Saved data entries

PR #8173, opened 2024-07-01
Avoid throwing an error in tier_server.update_bucket_class

dannyzaken:
### Explain the changes
1. If a newly generated tier name already exists, regenerate it instead of failing the entire operation.
2. This could happen if `update_bucket_class` is called too frequently and `new_name` is generated in the exact second.
3. The name itself has no significance, except that it is used as a unique DB index key. This is the main reason to keep it unique 

1. https://bugzilla.redhat.com/show_bug.cgi?id=2294723

### Testing Instructions:
1. perform frequent updates to the a bucketclass or the backingstores that are in its policy 

- [ ] Doc added/updated
- [ ] Tests added

### DIFF
--- a/src/server/system_services/tier_server.js
+++ b/src/server/system_services/tier_server.js
@@ -17,6 +17,7 @@ const node_allocator = require('../node_services/node_allocator');
 const system_store = require('./system_store').get_instance();
 const chunk_config_utils = require('../utils/chunk_config_utils');
 const SensitiveString = require('../../util/sensitive_string');
+const P = require('../../util/promise');
 
 function new_tier_defaults(name, system_id, chunk_config, mirrors, storage_class) {
     return _.omitBy({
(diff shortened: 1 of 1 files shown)


src/server/system_services/tier_server.js
```diff
@@ -357,7 +357,11 @@ async function update_bucket_class(req) {
                 .map(obj => obj.tier.name);
             for (const [index, tier] of tiers.entries()) {
                 const old_tier = old_tiers[index];
-                const new_name = `${bucket.name.unwrap()}.${Math.round(Date.now() / 1000)}.${index}`;
+                let new_name = `${bucket.name.unwrap()}.${Math.round(Date.now() / 1000)}.${index}`;
```
jackyalbo, line 360: Cant we just remove the division by 1k? Any chance for 2 requests in the same millisec(more than a 1/100 random?) In anyway i think we should use the same format. So if you use this random, add it also to the initial new_name

jackyalbo (approved):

- **Work instructions**: The answer consists of the lines above that include the word "jackyalbo", each copied exactly.

- **Exercise output**:
jackyalbo, line 360: Cant we just remove the division by 1k? Any chance for 2 requests in the same millisec(more than a 1/100 random?) In anyway i think we should use the same format. So if you use this random, add it also to the initial new_name
jackyalbo (approved):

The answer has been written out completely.